Access Control & Identity: Got NFC?

Integrators look to add to their solutions set with this technology

“NFC is really just a transport—what makes building access work with NFC are applications loaded into the phone or the secure element of the phone,” Hart said. He recommends using an open-source international standard application like Protocol for Lightweight Authentication of Identity (PLAID), Card Authentication Key (CAK) or other recognized standards that provide government-grade security at the door with the phone.

“We recommend against proprietary implementations that lock the customer into one vendor,” Hart said.

“There is an advantage for the large enterprise customer to save money end-to-end versus the process of buying and printing ID badges,” Oetjen pointed out. “If you consider the cost of the access card, the materials required for printing the badge and the administrator’s time to print the badge versus downloading a token or credential into a NFC-enabled smartphone app there would appear to be a nice opportunity for some savings.”

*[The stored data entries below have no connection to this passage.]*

PR #909, opened 2021-07-16
TIC Backend

### LINKED ISSUE #885: TIC image generation (Back-end)
METASPACE currently provides no way to get the TIC of individual spectra. The TIC can be very useful for downstream analysis for a number of reasons:
* Normalizing ion images by the TIC often reduces noise and makes spatial effects clearer
* ML techniques can often use spectrum TICs as a proxy for spectrum quality, density, or limit of detection
* The TIC image can be helpful to diagnose acquisition problems (e.g. someone bumped the instrument and parts of the image were acquired with reduced sensitivity)

TIC normalization is simply dividing each intensity value for each peak by the sum of all intensities in the same spectrum. E.g. if a peak has 1e4 intensity and the total spectrum is 1e5, the TIC-normalized intensity for that peak becomes `1e4 / 1e5 = 0.1` or `10%`.

This task has several parts:

#### Record TIC information while loading ImzML files
- [x] If the information is available in the ImzML file metadata, use that value. It appears like this:
```xml
<cvParam cvRef="MS" accession="MS:1000285" name="total ion current" value="112074.63582611084"/>
```
- [x] If it's not available in the ImzML file metadata, simply sum the values in the intensity array from the ibd file

#### Save the result
- [x] Reuse the [database structure from the shelved Diagnostics branch](https://github.com/metaspace2020/metaspace/commit/d703477283d51f2f246e6f6ba83e6f0adfccafb6#diff-8bbdb7ed07e56df4effabaabdca379120af1618d3aa09e76f22cbb58f97a9a4a), as this will help with integrating with future diagnostics information. 
* This structure was designed so that additional metadata could be supplied along with each image (not needed in this case, but used for many other proposed diagnostics), and so that the images could be easily cleaned up when a dataset is deleted.
* `jobId` should be `NULL` for TIC images, because they do not vary with database/annotations.

- [x] The output should be a 2D image with 1 value per spectrum. 
* This image must align with ion images, so the same coordinate system math should be used
* The format should be a [`.npy`-serialized](https://numpy.org/doc/stable/reference/generated/numpy.save.html?highlight=save#numpy.save) float32 array, where missing pixels are NaN values
    * The reason for using this format is that `.npy` files encode shape & dtype information, and often don't need any additional metadata to decode. There are also several JS libraries that can load `.npy` files, making it easy to use from the front-end.
* Use the existing image service for saving the image. It may need changes for saving binary files, but it's still the best way to manage dataset-related objects in S3, so it should be reused.

#### Migrate existing datasets

- [x] Make a migration script that creates TIC images for existing datasets
* Most datasets are still only on S3, so it would be best if this can also run on S3

#### Add a GraphQL API

- [x] For now it should be enough to just mirror the database structure into sub-resolvers in the `Dataset` query resolver.

#### Integrate with Python Client

- [x] Add an additional function to `SMDataset` to retrieve & load the TIC image. Make sure to pass `ignore_pickle=True` to `np.load` to avoid any security hazards.
- [x] Add a way to automatically normalize images when they're downloaded through `SMDataset.isotope_images` and `all_annotation_images`. It would make sense to expose this through the existing `scale_intensity` parameter, e.g. `scale_intensity='tic_normalize'`

LachlanStuart:
Resolves #885

Mostly went according to plan (as described in #885)

Notes:
* The big increase in sm-engine coverage (69% -> 83% :sunglasses: ) comes from `test_annotation_job`, which covers most of the Lithops pipeline. Previously this pipeline was only covered by sci-test, which isn't included in codecov. 
* I upgraded TypeORM in sm-graphql so that I could specify `createForeignKeyConstraints: false` on several relations, as our DB schema avoids the `public.dataset` and `graphql.dataset` tables. This is a risk - TypeORM releases aren't always stable. I specifically chose version 0.2.31 because the latest version has several unresolved issues around migrations.
* I refactored the way that ImzML files are loaded so that code could be shared between Lithops, Spark, and the `update_diagnostics` migration script. This conflicts with #785 . When work resumes on that PR, I suggest to scrap its ImzML parsing code changes and use the [new `ImzMLParser.polarity` field](https://github.com/alexandrovteam/pyimzML/pull/27) instead.
* I removed the temporary code in sm-graphql that handled non-S3 images during the #773 migration, as it's no longer needed because that migration has finished. I did this while trying to figure out how to convert image IDs to URLs in sm-graphql, but found that it wasn't needed in the end so I just kept the cleanups.

### DIFF
--- a/metaspace/engine/scripts/db_schema.sql
+++ b/metaspace/engine/scripts/db_schema.sql
@@ -192,6 +192,29 @@ CREATE TABLE "public"."job" (
   CONSTRAINT "PK_456bc75d32d741774ab85e6606a" PRIMARY KEY ("id")
 );
 
+CREATE TABLE "public"."dataset_diagnostic" (
+  "id" uuid NOT NULL DEFAULT uuid_generate_v1mc(), 
+  "type" text NOT NULL, 
+  "ds_id" text NOT NULL, 
+  "job_id" integer, 
+  "updated_dt" TIMESTAMP NOT NULL DEFAULT (now() at time zone 'utc'), 
+  "data" json, 
+  "error" text, 
+  "images" json NOT NULL, 
+  CONSTRAINT "PK_2ddb635004b2e08782649e0c638" PRIMARY KEY ("id")
+);
+
+CREATE UNIQUE INDEX "IDX_8064cf8bd1bc774a3d53db893f" ON "public"."dataset_diagnostic" (
+  "ds_id", 
+  "type"
+) WHERE job_id IS NULL;
+
+CREATE UNIQUE INDEX "IDX_2e8c4885755304fd125f7c4815" ON "public"."dataset_diagnostic" (
+  "ds_id", 
+  "type", 
+  "job_id"
+) ;
+
 CREATE TABLE "public"."annotation" (
   "id" SERIAL NOT NULL, 
   "job_id" integer NOT NULL, 
@@ -259,29 +282,6 @@ CREATE TABLE "graphql"."dataset_project" (
   CONSTRAINT "PK_9511b6cda2f4d4299812106cdd4" PRIMARY KEY ("dataset_id", 
   "project_id")
 );
-
-CREATE TABLE "graphql"."dataset_diagnostic" (
-  "id" uuid NOT NULL DEFAULT uuid_generate_v1mc(), 
-  "type" text NOT NULL, 
-  "ds_id" text NOT NULL, 
-  "job_id" integer, 
-  "updated_dt" TIMESTAMP NOT NULL DEFAULT (now() at time zone 'utc'), 
-  "data" json, 
-  "error" text, 
-  "images" text array NOT NULL, 
-  CONSTRAINT "PK_604d02805f10893127e79ef1250" PRIMARY KEY ("id")
-);
-
-CREATE UNIQUE INDEX "IDX_810c0fd2cbcfcb4395f7f120ef" ON "graphql"."dataset_diagnostic" (
-  "ds_id", 
-  "type"
-) WHERE jobId IS NULL;
-
-CREATE UNIQUE INDEX "IDX_f3da139561a67f5656bcf6f786" ON "graphql"."dataset_diagnostic" (
-  "ds_id", 
-  "type", 
-  "job_id"
-) WHERE jobId IS NOT NULL;
 
 CREATE TABLE "graphql"."user" (
   "id" uuid NOT NULL DEFAULT uuid_generate_v1mc(), 
@@ -352,6 +352,14 @@ ALTER TABLE "public"."job" ADD CONSTRAINT "FK_07f17ed55cabe0ef556bc0e0c93" FOREI
   "moldb_id") REFERENCES "public"."molecular_db"("id"
 ) ON DELETE CASCADE ON UPDATE NO ACTION;
 
+ALTER TABLE "public"."dataset_diagnostic" ADD CONSTRAINT "FK_e13bfa279306d04d020139312d1" FOREIGN KEY (
+  "ds_id") REFERENCES "public"."dataset"("id"
+) ON DELETE CASCADE ON UPDATE NO ACTION;
+
+ALTER TABLE "public"."dataset_diagnostic" ADD CONSTRAINT "FK_0216974d86c145e2a08ea291c5d" FOREIGN KEY (
+  "job_id") REFERENCES "public"."job"("id"
+) ON DELETE CASCADE ON UPDATE NO ACTION;
+
 ALTER TABLE "public"."annotation" ADD CONSTRAINT "FK_bfed30991918671d59fc1f5d5e4" FOREIGN KEY (
   "job_id") REFERENCES "public"."job"("id"
 ) ON DELETE CASCADE ON UPDATE NO ACTION;
@@ -383,14 +391,6 @@ ALTER TABLE "graphql"."dataset_project" ADD CONSTRAINT "FK_8bb698a02c945dc2a67a2
 ALTER TABLE "graphql"."dataset_project" ADD CONSTRAINT "FK_e192464449c2ac136fd4f00b439" FOREIGN KEY (
   "project_id") REFERENCES "graphql"."project"("id"
 ) ON DELETE NO ACTION ON UPDATE NO ACTION;
-
-ALTER TABLE "graphql"."dataset_diagnostic" ADD CONSTRAINT "FK_c43b99d980f560e82f711562c73" FOREIGN KEY (
-  "ds_id") REFERENCES "public"."dataset"("id"
-) ON DELETE CASCADE ON UPDATE NO ACTION;
-
-ALTER TABLE "graphql"."dataset_diagnostic" ADD CONSTRAINT "FK_1b73cd1c238b2e78080031618e6" FOREIGN KEY (
-  "job_id") REFERENCES "public"."job"("id"
-) ON DELETE CASCADE ON UPDATE NO ACTION;
 
 ALTER TABLE "graphql"."user" ADD CONSTRAINT "FK_1b5eb1327a74d679537bdc1fa5b" FOREIGN KEY (
   "credentials_id") REFERENCES "graphql"."credentials"("id"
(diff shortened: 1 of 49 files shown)


metaspace/engine/scripts/db_schema.sql
```diff
@@ -80,7 +80,7 @@ CREATE TABLE "graphql"."project" (
   "project_description" text, 
   "review_token" text, 
   "review_token_created_dt" TIMESTAMP, 
-  "publish_notifications_sent" integer NOT NULL DEFAULT 0, 
+  "publish_notifications_sent" integer NOT NULL DEFAULT '0',
```
LachlanStuart, line 83: Many of the changes in this file (including this one) are likely due to the TypeORM upgrade.

metaspace/engine/sm/engine/annotation/job.py
```diff
@@ -38,27 +38,28 @@ def del_jobs(ds: Dataset, moldb_ids: Optional[Iterable[int]] = None):
...
+            'SELECT iso_image_ids '
+            'FROM annotation m '
+            'JOIN job j ON j.id = m.job_id '
+            'JOIN dataset d ON d.id = j.ds_id '
+            'WHERE ds_id = %s AND j.moldb_id = %s',
+            (ds.id, moldb.id),
+        )
+
+        image_ids = [img_id for img_ids in img_id_rows for img_id in img_ids if img_id is not None]
+        image_storage.delete_images(image_storage.ISO, ds.id, image_ids)
```
LachlanStuart, line 58: Ignore whitespace to see the real changes here - `del_diagnostics` was added above, and I added a new function `image_storage.delete_images` so that callers don't need to set up their own `ThreadPoolExecutor`

metaspace/engine/sm/engine/annotation_lithops/annotate.py
```diff
@@ -104,12 +101,12 @@ def finish(self) -> Tuple[pd.DataFrame, pd.DataFrame]:
...
 
 
-def gen_iso_image_sets(sp_inds, sp_mzs, sp_ints, centr_df, nrows, ncols, isocalc_wrapper):
+def gen_iso_image_sets(sp_inds, sp_mzs, sp_ints, centr_df, nrows, ncols, isocalc_wrapper, n_peaks):
     # pylint: disable=too-many-locals
     # assume sp data is sorted by mz order ascending
 
     def yield_buffer(buffer):
-        while len(buffer) < ISOTOPIC_PEAK_N:
+        while len(buffer) < n_peaks:
```
LachlanStuart, line 109: Unrelated bug fix. The hard-coded `ISOTOPIC_PEAK_N` caused a minor bug - when `n_peaks` is less than 4, `annotation.metrics` would still have arrays of length 4. When `n_peaks` was greater than 4, the arrays in `annotation.metrics` would have inconsistent length, depending on the number of peaks that had images.

metaspace/engine/sm/engine/annotation_lithops/executor.py
```diff
@@ -87,12 +87,13 @@ def _save_subtask_perf(
...
     else:
-        exec_times = [-1]
+        # debug_run_locally=True doesn't make futures
+        exec_times = [sum(perf.entries.values()) for perf in subtask_perfs]
     inner_times = subtask_data.pop('inner time', [-1])
     mem_befores = subtask_data.pop('mem before', [-1])
     mem_afters = subtask_data.pop('mem after', [-1])
     perf_data = {
-        'num_actions': len(futures) if futures else -1,
+        'num_actions': len(exec_times),
```
LachlanStuart, line 96: These are bug fixes for the `debug_run_locally` mode of `Executor`. When that flag is set, `futures` is None, so the `num_actions` needs some other way to be calculated. `subtask_perfs` was the easiest option, as it's correctly set in `debug_run_locally` mode.

metaspace/engine/sm/engine/annotation_lithops/segment_centroids.py
```diff
@@ -21,6 +21,8 @@
 )
 from sm.engine.annotation.isocalc_wrapper import IsocalcWrapper
 
+MIN_CENTR_SEGMS = 32
```
LachlanStuart, line 24: I made this a constant so that tests could change it to a lower value. 32 segments causes a lot of console spam

metaspace/engine/sm/engine/annotation_lithops/segment_centroids.py
```diff
@@ -261,7 +263,8 @@ def get_segm_stats(storage, segm_cobject):
 
     warnings = []
 
-    segm_formula_is, stats = fexec.map_unpack(get_segm_stats, db_segms_cobjs, runtime_memory=1024)
+    args = [(cobj,) for cobj in db_segms_cobjs]
+    segm_formula_is, stats = fexec.map_unpack(get_segm_stats, args, runtime_memory=1024)
```
LachlanStuart, line 267: With `debug_run_locally=True`, `map` doesn't correctly handle passing e.g. `[1,2,3]` as arguments for single-argument functions. Lithops also deprecated this pattern, preferring `[(1,), (2,), (3,)]`, so I fixed the callers instead of changing `Executor.map` to support the deprecated style.

metaspace/engine/sm/engine/annotation_spark/annotation_job.py
```diff
@@ -30,11 +30,6 @@
 
 logger = logging.getLogger('engine')
 
-JOB_ID_MOLDB_ID_SEL = "SELECT id, moldb_id FROM job WHERE ds_id = %s AND status='FINISHED'"
-TARGET_DECOY_ADD_DEL = (
-    'DELETE FROM target_decoy_add tda WHERE tda.job_id IN (SELECT id FROM job WHERE ds_id = %s)'
-)
```
LachlanStuart, line 36: These were unused

metaspace/engine/sm/engine/util.py
```diff
@@ -32,7 +32,7 @@ def split_cos_path(path):
         tuple[string, string]
     Returns a pair of (bucket, key)
     """
-    return re.sub(r'^cos?://', '', path).split(sep='/', maxsplit=1)
+    return re.sub(r'^cos://', '', path).split(sep='/', maxsplit=1)
```
LachlanStuart, line 35: Unrelated fix - I think `cos?` was a copy+paste mistake, because the function above uses `s3a?://` to match both `s3://` and `s3a://`. `co://` is not a valid protocol, so I removed the `?`

metaspace/engine/tests/conftest.py
```diff
@@ -26,14 +31,24 @@
...
+    SMConfig._config_dict['elasticsearch']['index'] = test_id
+    SMConfig._config_dict['rabbitmq']['prefix'] = f'test_{worker_id}__'
+
+    for path in SMConfig._config_dict['lithops']['sm_storage'].values():
         # prefix keys with test ID so they can be cleaned up later
         path[1] = f'{test_id}/{path[1]}'
 
-    return sm_config
+    # __LITHOPS_SESSION_ID determines the prefix to use for anonymous cloudobjects
+    os.environ['__LITHOPS_SESSION_ID'] = f'{test_id}/cloudobjects'
```
LachlanStuart, line 49: These Lithops lines are new. The rest of the `sm_config()` changes are from [the parallelize tests PR](https://github.com/metaspace2020/metaspace/pull/905/files#diff-dc498e079dd80f381f636c0d4f7293b768cbf1df68e1aca4ad47632bc5c29f69R29-R44).

metaspace/graphql/config/default.js
```diff
@@ -28,26 +28,11 @@ module.exports = {
...
       raw_optical_image: {
         type: 'image/jpeg',
         path: '/raw_optical_images/',
         storage_types: ['fs'],
       },
-      ion_thumbnail: {
-        type: 'image/png',
-        path: '/ion_thumbnails',
-        storage_types: ['fs'],
-      },
```
LachlanStuart, line 50: This is cleaning up after #773 's migration. `iso_image`, `optical_image` and `ion_thumbnail` categories are no longer needed, but `raw_optical_image` is still used.

sergii-mamedov (approved):
The PR is a bit big to understand, but in general I have no comments.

In beta tests and early deployments, NFC has been well received for access control. Ledwith said NFC increases security by acting as a de facto tool for secure access and transactions. It improves service because users enjoy the convenience of using their phones for access instead of a plastic card.

NFC lowers costs and tech callbacks by reducing the number of lost cards. It is easy to lose or misplace a plastic card. Most users cannot get 10 feet from their smartphone without having it in their hands. People tend to keep their phones in their hands on 24/7, so the convenience of using the phone to open a door, rather than rifling through purses or pockets for their access cards, is a great benefit. There is no sacrifice of security since the security of the credential is the same on the phone as it is on the card—perhaps even greater, since users usually protect their phones fiercely.

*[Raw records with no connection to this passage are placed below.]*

PR #923, opened 2021-08-11
Feat/imzml browser

lmacielvieira:
### Description

A new feature which makes possible to browse the dataset's imzml file, by making possible to visualize the ion Image and the selected pixel spectrum chart.
#582 

### How to test it

As the imzml browser backend routes are a POC, in order to test the front-end, you need to run the backend as a standalone server. To test it, follow these steps:

1 - Run the metaspace project
2 - Go to the the folder metaspace/metaspace/browser and register the sm dev package:  python3 setup.py develop
3 - Go to the folder /metaspace/metaspace/browser/sm/browser and run the server: uvicorn api:app --reload 
4 - Select the inputPath of the dataset you want to check the functionality, add its value to the attribute s3_path and pre-process it (via postman):
     route: http://127.0.0.1:8000/preprocess
     body: {
             "s3_path": "s3://sm-engine-dev/ddd7f0e5-ff74-4f61-96d4-60f40dfb4c3c",
     }
     * This step is needed, because I still didn't create a back-end route to check if the temp files generated already exists (i didnt do because I dont know how this will be in the production env).
5 - After pre-process the dataset, you can access the imzml browser page on the front-end: http://localhost:8999/dataset/<dataset_id>/browser    

###### DatasetBrowserPage
- [x] Added spectrum chart filters
> - [x] Filter by database
> - [x] Filter by only annotated by FDR
- [x] Added image filters
> - [x] Filter by m/z
> - [x] Filter by formula
- [x] Querying ion image by s3_path, mz and ppm
- [x] Querying spectrum chart by selected x,y pixel
To do:
- [ ] Check if imzml temp files exists before doing the search query
- [ ] Add TIC normalization
- [ ] Handle back-end errors
- [ ] Normalize ion image with max and min mz returned from backend

###### DatasetBrowserSpectrumChart
- [x] Showing instructions to visualize the chart when empty
- [x] Showing spectrum chart
- [x] Added spectrum chart image download feature
- [x] Added spectrum y axis zoom by slider
- [x] Added spectrum x axis zoom by mouse scroll
- [x] Added chart zoom full reset by double clicking the chart
- [x] Added chart zoom full reset by clicking the restore button
- [x] Added chart zoom last step reset by clicking the reset button
- [x] Added chart zoom with brushing tool by clicking the zoom button

###### Dataset api
- [x] Returning input_path in datasetDetail fragment

###### Ion image viewer
- [x] Added keep pixel selected logic and callback
To do:
- [ ] Move selected pixel by pressing keyboard arrows

###### Simple ion image viewer
- [x] Created simple wrapper to ion image with embed intensity slider handler

###### Api
- [x] Enabled CORS for testing on localhost
- [x] Added search_pixel route to get spectrum data by passing pixel coordinates

###### Main
- [x] Added search_pixel by spectrum function

###### utils
- [x] Enabled minio usage

##### Front end
 
- [ ] Unit Test
- [ ] e2e Test
 
- [x] Chrome
- [ ] Safari
- [ ] Firefox
- [x] md, lg, lg
- [ ] sm, xl

#### Considerations
* A warning from echarts is displayed on the console ("import echarts from 'echarts/lib/echarts'" is not supported anymore. Use "import * as echarts from 'echarts/lib/echarts'" instead;) as the vue-echarts wrapper is importing it on the old way. But according to the code this warning is not shown on production mode. I can downgrade echarts version so this warning is not shown, but when downgraded the label overlapping function does not work.
* Apparently, by using onResult feature from useQuery, even when setting the localVue, jest does not seem to be able to parse the file, so thats why i removed the DatasetBrowserPage tests for now.


metaspace/webapp/src/modules/Datasets/imzml/SimpleIonImageViewer.tsx
```diff
@@ -0,0 +1,400 @@
...
+                    class="range-slider p-3 bg-gray-100 rounded-lg box-border shadow-xs">
+                    {
+                      state.imageSettings.userScaling
+                      && state.rangeSliderStyle
+                      && <RangeSlider
+                        class="ds-comparison-opacity-item"
+                        value={state.imageSettings.userScaling}
+                        min={0}
+                        max={1}
+                        step={0.01}
```
LachlanStuart, line 366: I would suggest a step of `0.1`. The UI makes it easy to just click and hold these buttons, and if a user did that trying to go from 3.0 to 2.0, it would send 100 requests. Under real-world network conditions this would cause the requests to queue up and cause a lag spike for them.

It may be worth also adding a [throttle](https://lodash.com/docs/4.17.15#throttle) to `handleUserScalingChange` so that the user can't queue up lots of requests by holding the button down.

metaspace/browser/sm/browser/api.py
```diff
@@ -29,6 +39,11 @@ async def preprocess(item: DatasetPreprocessItem):
...
 
 
+class PixelSearchItem(BaseModel):
+    s3_path: str
+    x: int
+    y: int
+
 class MzSearchItem(BaseModel):
     s3_path: str
     mz: float
```
LachlanStuart, line 49: Not your code, but one line down the `ppm` is an `int` but should be a `float`, and it's quite obvious there's a problem when playing with the UI. FastAPI coalesces values into their annotated type, so when you switch from 3.00ppm to 2.99ppm in the UI the image suddenly jumps, because it's actually snapping to 2ppm due to the integer conversion.

metaspace/webapp/src/lib/formulaParser.tsx
```diff
@@ -0,0 +1,95 @@
...
+      const mass = periodicTable[elementKey][2][0]
+      mz += nOfElements * mass
+    }
+  })
+
+  return mz
+}
+
+export const generateIonFormula = (molecularFormula: string) => {
+  const cleanFormula = molecularFormula.toUpperCase().trim().replace(/\s/g, '')
```
LachlanStuart, line 63: This `.toUpperCase()` also needs to be removed to fix the case insensitivity problem

metaspace/webapp/src/lib/periodicTable.tsx
```diff
@@ -0,0 +1,134 @@
+export const periodicTable : any = {
+  H: [1, 1, [1.007825032, 2.014101778], [0.999855, 0.000145]],
+  HE: [2, 0, [3.01602932, 4.002603254], [0.000002, 0.999998]],
```
LachlanStuart, line 3: These elements should all only have their first letter capitalized, e.g. `He` for helium.

metaspace/browser/sm/browser/main.py
```diff
@@ -72,12 +76,30 @@ def search(self, mz_lo: int, mz_hi: int) -> np.ndarray:
...
+        mz_image, alpha, mz_max, mz_min = mz_search.create_mz_image(mz_peaks, self.coordinates)
+        rgba_image = plt.get_cmap("gray")(mz_image)
         rgba_image[:, :, 3] = alpha
         log(start, "done")
         return rgba_image
 
+    def search_pixel(self, x: int, y: int) -> np.ndarray:
+        start = time.time()
+        log(start, f"pixel parsing imzml at {self.imzml_path}")
+        p = ImzMLParser(self.imzml_path)
```
LachlanStuart, line 88: FYI (not part of your task job, but in case you're interested), this line is the reason this function is slow - it parses the .ImzML file, and XML parsing is horribly slow.

The solution is to save a pickled version of `imzml_reader.portable_spectrum_reader()` (a lightweight version of the class built so that it could be easily pickled) during the `preprocess` step, and load that here instead.

metaspace/webapp/src/lib/formulaParser.tsx
```diff
@@ -0,0 +1,95 @@
...
+        ionElements[elem] += 1
+      } else {
+        ionElements[elem] = 1
+      }
+    } else if (adduct.indexOf('-') !== -1) {
+      if (Object.keys(ionElements).includes(elem)) {
+        ionElements[elem] -= 1
+      }
+    }
+  })
```
LachlanStuart, line 92: This doesn't seem to support adducts with more than one element, or with element counts (e.g. `+NH4` or `-H2O`)

LachlanStuart (commented):
Looking good so far. Sorry, I've run out of time before going on holiday, so this review isn't complete. Here's my feedback so far:

* When in "Show peaks annotated at ... FDR" mode, I still expected the intensities to change when moving between pixels, but they didn't. It looks like you're using the annotation's `totalIntensity` or something like that - it would IMO make more sense to use the intensity from the spectrum for the selected pixel.
* The spectrum zoom resets when changing pixels, which is quite disruptive when you're only interested in a small range of the spectrum
* Switching from "All peaks" to "Show peaks annotated at ..." resets the m/z of the image view, which is disruptive
* I couldn't get the formula entry to work at all... even with the example H2O+H There's something weird about that text box - I can't paste text into it. Also, when a formula is entered, the m/z value above should update to that formula's m/z.

lmacielvieira:
> * When in "Show peaks annotated at ... FDR" mode, I still expected the intensities to change when moving between pixels, but they didn't. It looks like you're using the annotation's `totalIntensity` or something like that - it would IMO make more sense to use the intensity from the spectrum for the selected pixel.

I couldn't reproduce this behaviour. Both "All annotations" and "Show peaks annotated at ... FDR" modes seems to be changing as I change the selected pixel

metaspace/webapp/src/lib/formulaParser.tsx
```diff
@@ -0,0 +1,95 @@
+import { periodicTable } from './periodicTable'
+
+export const parseFormula = (formula: string) => {
+  const regexp = /(?<element>[A-Z][a-z]{0,2})(?<n>[0-9]*)/ig
```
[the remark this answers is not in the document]
lmacielvieira: I did this way expecting the the user could type all upper or lower case characters to make it easier (i,e CLNAH), but it really introduces a lot of strange behaviours. So I fixed as you suggested. Thx

metaspace/webapp/src/lib/formulaParser.tsx
lmacielvieira: I changed to support it now. thx

metaspace/webapp/src/modules/Datasets/imzml/DatasetBrowserPage.tsx
```diff
@@ -0,0 +1,482 @@
...
+                    state.invalidFormula = false
+                  }
+                  state.moleculeFilter = value
+                }}
+                onChange={() => {
+                  const { moleculeFilter } : any = state
+                  if (!state.invalidFormula) {
+                    const newMz = calculateMzFromFormula(moleculeFilter as string)
+                    state.mzmScoreFilter = newMz
+                    requestIonImage(newMz)
```
LachlanStuart, line 407: This calculates the formula's neutral mass, but should actually calculate the charged mass. The difference is +/- one electron mass. Charge can be determined from the dataset's polarity:

* For positive-mode datasets, subtract 1 electron mass
* For negative-mode datasets, add 1 electron mass

(Yes, this looks like it's the wrong way around. It's because electrons are negatively charged)

The electron mass value is the number in `periodicTable.Ee[2][0]`

metaspace/webapp/src/modules/Datasets/imzml/SimpleIonImageViewer.tsx
```diff
@@ -0,0 +1,400 @@
...
+    }
+
+    return () => {
+      return (
+        <div class={'simple-ion-image-container'}>
+          {
+            state.imageSettings
+            && <MainImageHeader
+              class='simple-ion-image-item-header dom-to-image-hidden'
+              annotation={state.annotation}
```
LachlanStuart, line 319: `state.annotation` never seems to be set anywhere. Did you mean `annotation.value`?

metaspace/webapp/src/modules/Datasets/imzml/SimpleIonImageViewer.tsx
```diff
@@ -0,0 +1,400 @@
...
+              slot="title"
```
LachlanStuart, line 320: `slot` is meaningless here as the parent is just a `div`. I'm surprised that Vue didn't complain about invalid usage of its special props.

LachlanStuart (approved):
Wow, this actually feels really magical to play with, now that everything is working for me. I've left some comments where I think the code could be improved, but you're free to merge once you've addressed them.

“NFC-enabled phones actually provide additional security advantages over a traditional ID-1 card,” Hart said, noting NFC is generally not enabled until the phone is unlocked, allowing an extra layer of protection in the form of a PIN or biometrics to do so.

“A phone can be remotely tracked, disabled and wiped, providing further additional layers of security,” Hart said.

Security departments also avoid the problem of having to carry an extensive inventory of replacement smart cards and the personnel and security problems that go with lost cards.

Oetjen said he believes that NFC will bring some relief to dealers who process reordering access credentials. “I’m not sure what our rate of expedited shipments is on access card reorders, but I’m sure it is high. It’s one of those things that a lot of customers wait on until they open their last box of access cards,” he said.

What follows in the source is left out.